((

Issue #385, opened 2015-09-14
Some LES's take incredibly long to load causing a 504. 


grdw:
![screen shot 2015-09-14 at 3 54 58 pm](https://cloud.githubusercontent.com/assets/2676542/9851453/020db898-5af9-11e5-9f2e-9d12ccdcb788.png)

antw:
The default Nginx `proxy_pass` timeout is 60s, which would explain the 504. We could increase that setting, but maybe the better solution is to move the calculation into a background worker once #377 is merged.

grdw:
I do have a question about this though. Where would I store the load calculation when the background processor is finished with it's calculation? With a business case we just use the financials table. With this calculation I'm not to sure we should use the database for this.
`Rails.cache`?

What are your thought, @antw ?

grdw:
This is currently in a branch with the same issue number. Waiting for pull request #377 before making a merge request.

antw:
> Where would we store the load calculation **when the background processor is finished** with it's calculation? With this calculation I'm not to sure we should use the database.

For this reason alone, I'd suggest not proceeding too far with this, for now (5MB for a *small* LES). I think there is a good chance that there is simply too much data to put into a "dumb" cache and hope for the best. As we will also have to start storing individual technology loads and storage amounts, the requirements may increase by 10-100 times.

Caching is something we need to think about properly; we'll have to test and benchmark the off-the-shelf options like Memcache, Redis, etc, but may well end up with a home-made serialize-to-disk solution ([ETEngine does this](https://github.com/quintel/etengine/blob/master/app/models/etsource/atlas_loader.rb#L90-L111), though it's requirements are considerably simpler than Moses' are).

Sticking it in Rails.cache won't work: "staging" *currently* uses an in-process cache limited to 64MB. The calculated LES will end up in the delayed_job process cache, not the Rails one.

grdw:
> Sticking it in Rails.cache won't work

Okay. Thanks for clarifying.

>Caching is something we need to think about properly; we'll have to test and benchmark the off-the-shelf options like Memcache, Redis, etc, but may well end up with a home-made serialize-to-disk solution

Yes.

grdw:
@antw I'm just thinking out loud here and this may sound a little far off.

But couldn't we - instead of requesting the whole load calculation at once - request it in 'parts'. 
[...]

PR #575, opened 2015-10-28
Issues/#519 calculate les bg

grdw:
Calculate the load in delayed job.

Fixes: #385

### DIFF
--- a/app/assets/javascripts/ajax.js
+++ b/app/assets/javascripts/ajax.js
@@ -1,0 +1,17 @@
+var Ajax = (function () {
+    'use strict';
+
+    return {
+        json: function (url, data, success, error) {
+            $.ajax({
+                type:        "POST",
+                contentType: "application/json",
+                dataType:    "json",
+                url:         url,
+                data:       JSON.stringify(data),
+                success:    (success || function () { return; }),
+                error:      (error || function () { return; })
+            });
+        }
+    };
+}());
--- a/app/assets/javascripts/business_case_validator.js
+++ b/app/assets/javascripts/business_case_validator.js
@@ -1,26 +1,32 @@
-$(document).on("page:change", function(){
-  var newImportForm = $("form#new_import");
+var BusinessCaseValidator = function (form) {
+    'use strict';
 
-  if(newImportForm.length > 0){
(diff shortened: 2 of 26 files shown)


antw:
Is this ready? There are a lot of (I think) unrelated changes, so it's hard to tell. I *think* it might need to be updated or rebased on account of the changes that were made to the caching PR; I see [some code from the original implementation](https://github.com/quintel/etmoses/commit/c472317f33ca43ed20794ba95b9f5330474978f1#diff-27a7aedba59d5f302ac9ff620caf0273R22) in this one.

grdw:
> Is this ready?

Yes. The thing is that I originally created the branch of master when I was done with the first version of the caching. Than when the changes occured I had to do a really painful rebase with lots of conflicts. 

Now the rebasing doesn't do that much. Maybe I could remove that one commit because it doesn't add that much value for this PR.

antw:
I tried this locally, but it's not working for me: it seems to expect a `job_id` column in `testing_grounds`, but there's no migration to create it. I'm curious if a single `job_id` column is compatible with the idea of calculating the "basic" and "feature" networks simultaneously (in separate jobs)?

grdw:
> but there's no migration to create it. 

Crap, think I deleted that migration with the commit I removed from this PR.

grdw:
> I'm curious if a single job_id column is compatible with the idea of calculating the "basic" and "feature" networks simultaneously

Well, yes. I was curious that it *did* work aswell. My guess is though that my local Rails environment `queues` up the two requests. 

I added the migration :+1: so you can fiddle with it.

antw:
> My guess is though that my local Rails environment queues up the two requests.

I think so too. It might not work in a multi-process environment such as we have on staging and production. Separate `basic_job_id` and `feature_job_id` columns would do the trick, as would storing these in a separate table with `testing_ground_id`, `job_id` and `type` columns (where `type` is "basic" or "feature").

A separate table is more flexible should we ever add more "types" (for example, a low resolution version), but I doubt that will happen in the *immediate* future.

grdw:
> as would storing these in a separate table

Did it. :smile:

))
((

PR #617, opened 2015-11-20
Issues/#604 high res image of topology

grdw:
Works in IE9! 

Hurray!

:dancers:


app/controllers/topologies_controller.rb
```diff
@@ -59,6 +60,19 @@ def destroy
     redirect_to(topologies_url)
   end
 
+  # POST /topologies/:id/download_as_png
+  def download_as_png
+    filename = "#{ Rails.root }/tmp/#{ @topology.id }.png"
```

))
((

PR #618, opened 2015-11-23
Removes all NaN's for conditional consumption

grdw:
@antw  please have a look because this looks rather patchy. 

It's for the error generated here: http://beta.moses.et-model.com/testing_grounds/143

))

__Work to complete__
Take each line from the preceding material that contains "javascripts" and copy it.

__Output below__
--- a/app/assets/javascripts/ajax.js
+++ b/app/assets/javascripts/ajax.js
--- a/app/assets/javascripts/business_case_validator.js
+++ b/app/assets/javascripts/business_case_validator.js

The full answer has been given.